De berekende Kel geeft uitdrukking aan het rendement op het eigen vermogen door de inbreng van vreemd vermogen. Volgens de gangbare waarderingstheorie is de wijze van financiering niet van invloed op de waarde van een onderneming. Slechts het belastingvoordeel op de renteaftrek van vreemd vermogen zorgt voor een (beperkte) waarde toename in de vorm van een tax shield. In formulevorm is dat:
Vl=Vu + Tc x D
Vl = value levered, ondernemingswaarde met inbreng van vreemd vermogen
Vu = value unlevered, ondernemingswaarde zonder de inbreng van vreemd vermogen
Tc = tax, belastingtarief
D = debt, waarde van het vreemd vermogen
Wanneer vervolgens de winst na belasting gedeeld wordt door de Kel dan krijg je de waarde van het eigen vermogen. Deze berekening is alléén juist als de eerdere aannames van toepassing zijn, namelijk: dat de onderneming in een stabiele situatie verkeert en er dus geen reële groei of krimp aanwezig is, dat de investeringen en de afschrijvingen gelijk zijn en er geen mutatie werkkapitaal is. Tevens dient ook nog te gelden dat de verhouding eigen vermogen / vreemd vermogen niet meer wijzigt. Als dit van toepassing is dan is de rentabiliteitswaarde gelijk aan een cash to equity berekening wat weer een vorm van DCF waardering is.

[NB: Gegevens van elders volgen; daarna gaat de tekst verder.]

PR #1493, opened 2020-07-21
Zot branch bank

PleasingFungus:
The natural tendency for roguelikes is to encourage cautious behavior.
It's over once you die once, after all, so you should take your time.
That's not a bad thing, but to balance things out and discourage
extremely time-consuming tactics (which tend not to be very fun!),
it's good to have a counterpressure encouraging players to move quickly.

Food was intended to be such a clock, but for a variety of reasons, it
never worked as a clock for anything but the most egregious abuses.
(And not even for that for foodless races, of course.) Scores is a
compelling motivation for some players, but not many - most are just
playing to win. How can we make the most viable way to win also the
most fun?

This commit adds a new 'Zot Clock'. It ticks up over time, and jumps
down whenever you enter a new level - roughly 5000 turns of clock per
level. Once you hit turn 14,500 or so on the clock, the malevolent and
unexplained entity Zot strikes, draining you immediately and then again
once every 100 turns or so. At turn 15,000, you die. Each branch tracks
the 'clock' separately.

5000 turns per level allows for a 250,000 turn 3-rune game, which
seems very generous. The effective cap of 15,000 turns 'stored' at any
given time means that there's somewhat less slack than that implies,
but a slow character can usually do levels in under 2500 turns and
inter-level travel in under 500, so I'm hopeful that normal characters
will rarely if ever see any of this system.

We use 'levels seen' here as a proxy for progress because that's
simple to conceptualize and relatively difficult to abuse - it's hard
to "stash" entire levels as a clock reserve in the same way you could
stash "unexplored map tiles" or "weak monsters". The separate clock
per branch allows players to dip into branches and then bail without
being penalized - the per-branch clock is paused while they're away.

The clock is paused while you're in Abyss, since that doesn't fit the
exploration model well and isn't usually that wise to linger in, and
turned off entirely when you get the ORB, since (a) there's a new
clock then and (b) it'd feel awful to die of time-out on the orb run.
It's possible to scum Pan for time, but I mean, if you're scumming
Pan, just win already!

Chei gives you some extra time, in keeping with the theme of the
god. It's possible that races need different clocks based on their
movement speeds, but I'm hopeful that the difference there is fairly
small relative to the slack in the clock.

(This is an alternative version of #1490.)


alexjurkiewicz:
Is it worth documenting why the clock is tracked per-branch? From what I understand, it's to prevent players from getting more time to clear Tomb:3 by diving Elf, and other similar situations.

The messaging to players doesn't make it clear the timer is per-branch. I think it's a problem, but if the zot clock fires rarely enough it is probably a minor issue that doesn't have to be addressed. Communicating this to the player seems like it makes the concept much more complicated.

PleasingFungus:
> Is it worth documenting why the clock is tracked per-branch? From what I understand, it's to prevent players from getting more time to clear Tomb:3 by diving Elf, and other similar situations.

Sorry, I know there's a lot of words here, so it's easy to miss. End of paragraph 5:

```
The separate clock
per branch allows players to dip into branches and then bail without
being penalized - the per-branch clock is paused while they're away.
```

This came out of a discussion of a player who dove through all of Zot, realized they were extremely outclassed, left to go do Elf, and then came back to try Zot again. We do want to support that kind of backtracking for now (or failing at Snake and doing Swamp, or w/e), but it'd be badly penalized under the previous PR's . (They'd dive Crypt or die, basically.)

You're quite right that this also prevents players from using one branch as a time pool for another (except for resting, briefly), which is probably a plus.

> The messaging to players doesn't make it clear the timer is per-branch. I think it's a problem, but if the zot clock fires rarely enough it is probably a minor issue that doesn't have to be addressed. Communicating this to the player seems like it makes the concept much more complicated.

I'm open to suggestion for better messaging :)

crawl-ref/source/timed-effects.cc
```diff
@@ -1258,3 +1259,104 @@ int speed_to_duration(int speed)
...
+// Decrease the zot clock when the player enters a new level.
+void decr_zot_clock() {
+    if (!zot_clock_active()) {
+        return;
+    }
+    if (bezotted()) {
+        mpr("As you enter the new level, Zot loses track of you.");
+    }
+    int &zot = _zot_clock();
+    zot = max(0, zot - ZOT_CLOCK_PER_FLOOR);
```
rawlins, line 1319: just to double check, is it intentional that whatever remains of the delver's secret extra bonus gets wiped out when they change a level?

crawl-ref/source/timed-effects.cc
```diff
@@ -1258,3 +1259,104 @@ int speed_to_duration(int speed)
...
+        mpr("You have lingered too long in familiar places. Zot approaches. Travel to new levels before it's too late!");
+        drain_player(150, true, true);
+    } else if (bezotting_level() > old_lvl) {
+        mpr("Zot draws near...");
+        drain_player(75, true, true);
+    }
+}
+
+void set_initial_zot_clock(bool start_deep) {
+    // Give Delver a pile of extra time to compensate for 'wasted' levels
```
rawlins, line 1357: they still get the clock decr when the enter these levels, right (setting the `max(0,...)` aside)? Wondering if 3 levels worth extra is too much.

crawl-ref/source/timed-effects.cc
```diff
@@ -1258,3 +1259,104 @@ int speed_to_duration(int speed)
...
+
+    if (_zot_clock() >= MAX_ZOT_CLOCK)
+    {
+        mpr("Zot has found you!");
+        ouch(INSTANT_DEATH, KILLED_BY_ZOT);
+        return;
+    }
+
+    if (!old_lvl) {
+        mpr("You have lingered too long in familiar places. Zot approaches. Travel to new levels before it's too late!");
```
rawlins, line 1348: perhaps it would be fair to give at least one warning without consequences before the first drain effect? Maybe at threshold - 100 or something? It might even be worth considering having the status light start early with a different color.

crawl-ref/source/timed-effects.cc
```diff
@@ -1258,3 +1259,104 @@ int speed_to_duration(int speed)
 
     return div_rand_round(100, speed);
 }
+
+static int& _zot_clock_for(branch_type br)
+{
+    static const string CLOCK_KEY_ROOT = "ZOT_CLOCK_FOR_";
+    const string branch_name = branches[br].abbrevname;
+    return you.props[CLOCK_KEY_ROOT + branch_name].get_int();
```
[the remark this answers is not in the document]
PleasingFungus: I considered that, but it seemed more complex to me. Why do you think it's more robust?

crawl-ref/source/timed-effects.cc
```diff
@@ -1258,3 +1259,104 @@ int speed_to_duration(int speed)
...
+}
+
+static int& _zot_clock() {
```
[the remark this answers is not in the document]
PleasingFungus: Hah. I think I've fixed most of em - let me know if you see any more.

crawl-ref/source/god-passive.cc
```diff
@@ -324,6 +324,9 @@ static const vector<god_passive> god_passives[] =
         {  0, passive_t::slow_abyss,
               "GOD will NOW slow the Abyss"
         },
+        {  0, passive_t::slow_zot,
+              "GOD will NOW slow Zot's hunt for you"
+        },
         // TODO: this one should work regardless of penance
```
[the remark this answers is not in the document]
PleasingFungus: Definitely doesn't apply to the old one! Good catch.

crawl-ref/source/timed-effects.cc
```diff
@@ -1258,3 +1259,104 @@ int speed_to_duration(int speed)
...
+        return base_odds - div_rand_round(you.piety, 6);
+    }
+    return base_odds;
+}
+
+void incr_zot_clock() {
+    const int clock_incr = binomial(you.time_taken, _zot_clock_odds(), 1000);
+    const int old_lvl = bezotting_level();
+    _zot_clock() += clock_incr;
+    if (!bezotted()) return;
```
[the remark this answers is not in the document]
PleasingFungus: If I must.

crawl-ref/source/timed-effects.cc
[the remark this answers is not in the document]
rawlins: because it would make all zot clock data easily accessible and manipulable in a single data structure? For example easy to iterate through, etc. Also easier to rename things if it ever came to that, keeps the player prop namespace less polluted. There's no cost to doing it as its own hash table that I'm aware of.

crawl-ref/source/timed-effects.cc
PleasingFungus: It was not. I'll drop the secret extra clock for now - I think delver should be fine anyway. Fingers crossed?

crawl-ref/source/timed-effects.cc
PleasingFungus: I considered that, but it just means that you can scum completely consequence free until you hit the timer. Seems counterproductive.

crawl-ref/source/timed-effects.cc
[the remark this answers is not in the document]
PleasingFungus: Iterating through it seems nice. I can do that.

rawlins:
From looking at some delver early game data it doesn't seem to me like they use much if any extra time, so I think that change should be fine. Not a lot of data for full games yet but very few that would come even close to running up against this version of the clock so far.

PleasingFungus:
It's not so much that they use extra time as that they end up 'losing' about two floors worth of time to bank limits - they get 15k turns for the first 5 floors, not 25k like a normal character would. I think that'll still be more than plenty in practice, though.

rawlins:
Maybe I'm misunderstanding, but why would they be any different? They may be rushing to ascend so wouldn't use as much of the time per level as a character playing slowly from D:1 would, but they still get their clock decr for entering D:4, D:3 etc and still probably spend some time on those levels as they proceed.

PleasingFungus:
I'm talking about on the way back down, where they're actually trying to clear D:4 and D:5 (presumably).

It's probably not worth talking about - I doubt it'll matter.

crystalsolenoid:
So I got a confusing message about Zot watching me and then immediately losing interest right when entering the temple for the first time. I don't know how to use the ttyrec and get the exact timing of the messages, but I made a note so I have the turn number. It's the only game I've played so far on the testing server http://13.59.137.204/crawl/morgue/purplemustard/ (number in the filenames is 20200721-201352) and the turn it was weird is shortly after 4981 and right before 5001.

rawlins:
> So I got a confusing message about Zot watching me and then immediately losing interest right when entering the temple for the first time. I don't know how to use the ttyrec and get the exact timing of the messages, but I made a note so I have the turn number. It's the only game I've played so far on the testing server http://13.59.137.204/crawl/morgue/purplemustard/ (number in the filenames is 20200721-201352) and the turn it was weird is shortly after 4981 and right before 5001.

Thanks for the report @crystalsolenoid ! I think the commit I just pushed fixing empty clocks should fix this bug once it is up on the server (also reported in another variant by @semitonal).

crawl-ref/source/timed-effects.cc
Diojeanne: Perhaps it would be even more fair to just display it. Having it a mystery just produces constant anxiety: even if you're still 10,000 turns from being flogged by Son of Food Clock, how would you know? The reasons for even implementing this clock are mysterious to me, even after reading your explanations. Is it about trapfinding? If so, how does it even discourage that playstyle? Trapfinding is more far more wasteful of real time than turns.

In my view, time limits are not intrinsically more fun, and Son of Food Clock is worse than Food Clock on two counts: one, it's entirely implicit, the Food Clock could be monitored simply by keeping track of how many rations you have. two, it even affects undead, for whom previously freedom from the food clock was one of very few selling points. If you merge this, and really I think you shouldn't, it increases the urgency for some kind of buff for non-eating species.

EugeneAbramchuk:
I might be wrong (please correct), but is not this aimed at Xomscumming? If it is, I'd rather have a solution which remedies that particular behaviour (Xom to penalize idling. Say, bad mutations/hostile summons/deterioration only).

gammafunk:
This branch isn't focused on Xom, although it will certainly put some limits to it. Xom can be addressed directly by changing how that god operates. 

This branch is focused on preventing unlimited use of the most tedious tactics, e.g. fighting nearly every monster safely from stairs on every level over 10k+ turns. With these changes, the player can use those tactics, but only to a limited degree, and it applies to all species. Other tedious tactics that might be beneficial to perform over large amounts of time are also covered, even if they're specific to one species or god and even if they're not available or simply haven't been thought of yet.

EugeneAbramchuk:
I started penning out my concerns, but @Diojeanne did it more eloquently above. 

Still, the nature of the limit seems superficial in my eyes, and I am not saying that because it affects me (my longest farming all rune run was 212k moves); but different players have different play style (especially the new ones) and it might be punishing to them. The extended endgame is already way more challenging than it was years ago (haste removal, Tomb rework spring to my mind).

Without extended, this will effectively force the player to win under 35k turns for a bare minimal 3-rune run.

rawlins:
> Without extended, this will effectively force the player to win under 35k turns for a bare minimal 3-rune run.

This is off by nearly an order of magnitude...

gammafunk:
Tedious play styles that involve spending vast amounts of turns each level aren't a category of play styles we're trying preserve here; directly the opposite, in fact. Normal play and even relatively safe play won't see this clock come into effect. As the PR writeup notes:

> 5000 turns per level allows for a 250,000 turn 3-rune game, which seems very generous.

I don't know what "bare minimal 3 rune" is referring to, but players absolutely will not need to win in 35k turns with 3 runes, even if they only visit D, Depths, Zot, and exactly three non-extended rune branches. The clock grants a very generous 5k turns per level and the clock is tracked per-branch. 

Extended won't be meaningfully affected by this clock, but more importantly we're not interested in allowing more scumming in extended branches either.

EugeneAbramchuk:
> The clock grants a very generous 5k turns per level and the clock is tracked per-branch.
Oh, I mistook that for 5k _per branch_. But even then, if someone - for whatever reason they might possibly have - is enjoying tedious play, why punish it?

Checking through my recent game, I see I spent 17k turns in Pan and I was not even scumming, I just was looking for an exit.
https://crawl.develz.org/morgues/git/hayenne/morgue-hayenne-20200717-211411.txt
(here I have to take back my words of the change not affecting me)

crawl-ref/source/timed-effects.cc
rawlins: Hi! Thanks for the feedback. However, you're posting this as a followup to a specific PR review comment, which is not a good place to post general feedback and background questions. If you want to have this discussion in this PR (I'll let PF decide whether that is appropriate) please repost or followup as a general comment, not in this review thread.

I'll add that clocks are something where there's been an awful lot of discussion both by the community and the devteam, so as usual this PR is not really in a vacuum, and it may be worth looking through some of that before commenting further, as I do think this comment contains some incorrect assumptions about both what this PR is about and what it would do, as well as what the food clock (rip) actually did. The main targets of this are behaviors in the tedious but optimal category that won't resemble a "typical" dcss playstyle at all: extremely excessive luring (i.e. 10s of thousands of turns), certain other kinds of waitscumming (i.e. placing a very outer limit on what kind of xomscumming is possible). One recent community discussion that has a useful summary is this tavern thread from hellmonk: https://crawl.develz.org/tavern/viewtopic.php?f=8&t=26941

rawlins:
> if someone - for whatever reason they might possibly have - is enjoying tedious play, why punish it?

This is not a game design philosophy that the devteam ascribes to (though it's certainly one that [has existed](https://nethackwiki.com/wiki/Pudding_farming)). One nice way of putting it, I believe originally due to @PleasingFungus himself ([https://www.youtube.com/watch?v=-MGNS39D0B0](see his 2016 roguelike celebration talk here)), is that if you lose a game and think back and realize that you died because you didn't engage in extremely tedious behavior, this is not a good feeling. I do agree that this general philosophy issue is (unusually) on topic for this particular PR, but do be aware that this PR is presupposing this particular philosophical viewpoint rather than proposing it as something new.

> Checking through my recent game, I see I spent 17k turns in Pan and I was not even scumming

You visited 12 levels during those 17k turns, where each new level in pan gets you 5k turns on the clock, the clock would generally be hovering near 0 for this kind of play -- there was no danger of this clock coming into play for this case.

crawl-ref/source/timed-effects.cc
damerell: > I considered that, but it just means that you can scum completely consequence free until you hit the timer. Seems counterproductive.

Unless I'm missing something, can't Hypothetically Optimal Man just track the state of the bank by doing a little arithmetic? In which case, this seems like a thing a spoiled player can know by doing some tedious tracking, and my expectation would be that DCSS just tells me such a thing. I can't see any random element for non-Chei which would prevent it being tracked exactly by HOM.

rawlins: > I can't see any random element for non-Chei which would prevent it being tracked exactly by HOM.

The clock increment currently has some fuzzing to avoid this, see `incr_zot_clock()`. (For clarity's sake, my review comment here was only concerned with how to warn players that they are getting close to a limit.)

petercordia:
It's not clear to me that this system is better than a completely goldfield ration system. (A completely goldified ration system is one where rations are goldified, eating does not take time, and eating is done automatically (the same way chunks were handled).)
Some minor differences are:
* this system allows a specific clock per branch
* this system allows the amount of time accrued to be capped
* rations allow the player can 'buy' extra time via rations shops and amulets of gourmand. This could allow a tighter clock, and since the time is bought at a strategic cost it still discourages tedious behaviour. Another way of saying the same thing: the ration system can be more flexible
* this system does not work well in Pan (apparently) and I expect it'll make Hell harder.
* rations were distributed randomly, but this time is distributed deterministically.

I'm sure it will be fine, but it's not clear to me why you would make this new system from scratch without first seeing whether a completely goldfield food clock has any issues.

One small issue with this system:
If I see I'm almost at the turn cap I'm incentivised to play as Hypothetical Optimal Man, with tedious behaviour. With the rations I'd want to do D quickly so that I'd have more time for Hell if I decided to go that way. I know this is minor, and in the reverse this system doesn't let players feel they have all the time in the world in Zot.

rawlins:
> It's not clear to me that this system is better than a completely goldfield ration system. (A completely goldified ration system is one where rations are goldified, eating does not take time, and eating is done automatically (the same way chunks were handled).)

By far the biggest reason to drop food as a clock mechanically is that as long as rations are generated on the floor there's a huge amount of variability in the clock size and levelgen doesn't provide many tools for addressing that. Once you have something where food-like ticks are being added on kill, or on level entry, you end up much closer to the clock in this branch or one of the alternatives that has been discussed, and it's better IMO to drop the food metaphor.

I don't really think allowing buying time on the clock is a good mechanism. In the case of ration shops, it served mainly to paper over shortcomings of the food clock IMO.

> this system does not work well in Pan (apparently) and I expect it'll make Hell harder.

Not sure what you have in mind by these -- I expect no impact on either hell or pan.

PleasingFungus:
Thanks for all the thoughtful comments! Rawlins covers my own thoughts perfectly, so I mostly have one question:

> If I see I'm almost at the turn cap I'm incentivised to play as Hypothetical Optimal Man, with tedious behaviour. 

I'm a bit confused by this, sorry. Can you expand on how you see that you're almost at the turn cap (when you've already been bezotted?), and on what tedious behaviour you have in mind?

jfcaron3:
Is there a way to disable the Zot-clock-stuff for floors that have been fully explored (or fully cleared of monsters)?  This system would make me question the wisdom of going back to early Dungeon levels from e.g. Zot to grab something off the floor or from a shop.  Or maybe a smaller clock allotment per branch when you enter not-a-new floor (like 200 turns, enough to grab items, go to shops, swap armour, etc)?

PleasingFungus:
That sort of backtracking doesn't take very long, and it'd be better not to add more special cases.

rawlins:
> This system would make me question the wisdom of going back to early Dungeon levels from e.g. Zot to grab something off the floor or from a shop.

One of the challenges that this clock has is that a lot of people have this initial reaction, but it's just not grounded in how the clock works -- there's a huge margin in normal play (or even fairly abnormal play) for backtracking built in. In most of the data I've looked at people will typically have thousands (or more) of spare turns in any branch, way more than enough for multiple backtracking all over the place.

I don't think we'll be adding any of the features you suggest because they make it possible, just more tedious or scripted, to scum (for example someone could write a script that alternates between cleared levels 200 turns at a time). But, I would like to figure out a way to present this clock that mitigates this reaction.

jfcaron3:
Fair enough.  

This gets a bit conceptual, but I think these clocks (including the removed food clock) is trying to patch a problem that originates elsewhere: that long periods of waiting can be beneficial in the first place.  

If people are Xomscumming, why not make Xom's gifts timed with XP gain (or tiles explored) instead of turns?  At least then they'd have to Xomscum in Abyss or Pan which has inherent risks.  If people are shouting & waiting at the stairs, change the noise & wandering mechanics so that this only works the first time and repeated shouts do nothing.  

I don't mean to dismiss all the work that's gone into this, and probably this discussion has already happened among the devs, but I guess I wanted to record my thoughts on it too.

PleasingFungus:
> This gets a bit conceptual, but I think these clocks (including the removed food clock) is trying to patch a problem that originates elsewhere: that long periods of waiting can be beneficial in the first place.

Interesting!

Think about it this way: without any kind of clock, it's natural for it sometimes to be optimal to act very quickly (e.g. in a fight), and sometimes to act slowly. There are lots of ways the game can end up incentivizing slow play, and I don't think you're ever going to eliminate all of them. It's like trying to plug holes in a dike with with your finger.

A clock provides a systemic response to the problem. Rather than trying to patch out every incentive to play slowly as you discover them, you add an across the board incentive to play quickly (or at least less slowly). This isn't just efficient, it's also a good fit for the underlying problem. If we want 'optimal play' to be exciting and challenging and fun, adding a mechanism that says 'extremely slow play is not optimal play' just makes sense.

>  If people are shouting & waiting at the stairs, change the noise & wandering mechanics so that this only works the first time and repeated shouts do nothing.

How?

> I don't mean to dismiss all the work that's gone into this, and probably this discussion has already happened among the devs, but I guess I wanted to record my thoughts on it too.

No need to worry about dismissing anything! I appreciate your thoughts - it's valuable to have outside opinions on something like this.

jfcaron3:
I'll be honest I don't understand exactly why shouting at stairs and waiting works beyond the first shout.  What follows is just wild speculation & ideas.

My guess without code-diving is that a shout has a certain range but monsters at the edge of that range might have only a small chance of waking up.  So if it's only a 1% chance, then shouting many many times will eventually grab more and more monsters.  If this is how it works, then the chance to wake up needs to be made more deterministic, maybe add a fixed ~30% chance (on top of the variable chance due to distance) so that a few shouts pretty much wakes up everyone in range.  Another way would be to make shouts "stack" over multiple turns for the purpose of waking up enemies, so that after a few shouts reliably all monsters are woken up.

Then there's the issue of wandering-awake-but-unaware monsters.  Brutally I would add a small bias to the monster-wandering algorithm to either lead them towards or away the player on average (maybe based on monster type?  or randomly generated per-monster?).  Thus a monster that's biased towards the player will pretty much always end up there after N turns, and those biased away will never come into view.  Thus the player never benefits from waiting more than some number of turns after shouting.

Another idea is to remove shouting from the game.  This seems bold but it would nicely make scrolls of noise valuable (some people already carry them for this purpose).  I guess a dedicated shout-and-wait player could just get a loud spell castable and  spam lightning bolts at the wall...without spell hunger there is no cost to this, but at least they'd presumably spend spell levels and maybe even skill XP. ^_^

Diojeanne:
> I'll be honest I don't understand exactly why shouting at stairs and waiting works beyond the first shout. What follows is just wild speculation & ideas.
> 
> My guess without code-diving is that a shout has a certain range but monsters at the edge of that range might have only a small chance of waking up. So if it's only a 1% chance, then shouting many many times will eventually grab more and more monsters. If this is how it works, then the chance to wake up needs to be made more deterministic, maybe add a fixed ~30% chance (on top of the variable chance due to distance) so that a few shouts pretty much wakes up everyone in range. Another way would be to make shouts "stack" over multiple turns for the purpose of waking up enemies, so that after a few shouts reliably all monsters are woken up.

Standing in one place and shouting is indeed not a workable shoutscumming strategy. Once you've drawn in everyone who can hear you shouting from the stairs, you take one step away from the stairs and shout there, then step back to the stairs and shout there for a while waiting for anyone to show up again.  Then you take two steps away from the stairs and shout  there, step back to the stairs, shouting at every step, and wait for anyone to show up again.  And so on. It's not a fun way to play.  I see this whole thing as a fight between two groups of very sick people: people like myself who will have their play rushed simply by knowing the zot clock is out there, even if by any reasonable measure it's sure to be 30,000 turns away from flogging them, and people who Must. Play. Optimally, even if it takes 400 hours and sucks the whole time.
 
> Another idea is to remove shouting from the game. This seems bold but it would nicely make scrolls of noise valuable (some people already carry them for this purpose). I guess a dedicated shout-and-wait player could just get a loud spell castable and spam lightning bolts at the wall...without spell hunger there is no cost to this, but at least they'd presumably spend spell levels and maybe even skill XP. ^_^

Removing shouting is a bold suggestion, but I don't think it'll help much: there are other noisy things you can do apart from the scroll of noise, such as most spells.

Met bovenstaande berekening zijn we er echter nog niet. Ik gaf aan dat er geen reële groei aanwezig is maar er is bijna altijd wel sprake van nominale groei ofwel het in pas blijven lopen met de economische groei of inflatie. Om dit tot uiting te laten komen dient inflatie aan de berekening te worden toegevoegd. In plaats van de winst gaan we uit van de verwachte winst na één jaar ofwel winst vermeerderd met de inflatie.
W1 = W0 x (1+inflatie)
En in plaats van te delen door de Kel delen we door de Kel -/- de inflatie. De formule om de waarde van het eigen vermogen uit te rekenen wordt dan als volgt:
W1
Vev = (Kel – infl)
Voor de berekening van de Kel is de verhouding eigen vermogen en vreemd vermogen nodig. Bij deze verhouding wordt niet de boekhoudkundige waarde bedoeld maar de berekende economische waarde van het eigen vermogen in de bovenstaande formule in relatie tot het aanwezige vreemd vermogen.
Doorgaans wordt de boekhoudkundige waarde van het vreemd vermogen gelijk gesteld aan de economische waarde van het vreemd vermogen. Dit is echter alleen het geval wanneer de geldende contractrente van het vreemd vermogen gelijk is aan de marktrente. Is dit niet zo dan wijkt de economische waarde van het vreemd vermogen af. Wanneer de contractrente hoger is dan de marktrente dan is de economische waarde van het vreemd vermogen hoger dan de boekhoudkundige waarde en wanneer de contract rente lager is dan is de economische waarde van de schulden lager dan boekhoudkundige waarde. Het verschil kan uitgerekend worden door de rente en aflossing contant te maken tegen de marktrente. Een hogere economische waarde van het vreemd vermogen betekent een lagere economische waarde van het eigen vermogen.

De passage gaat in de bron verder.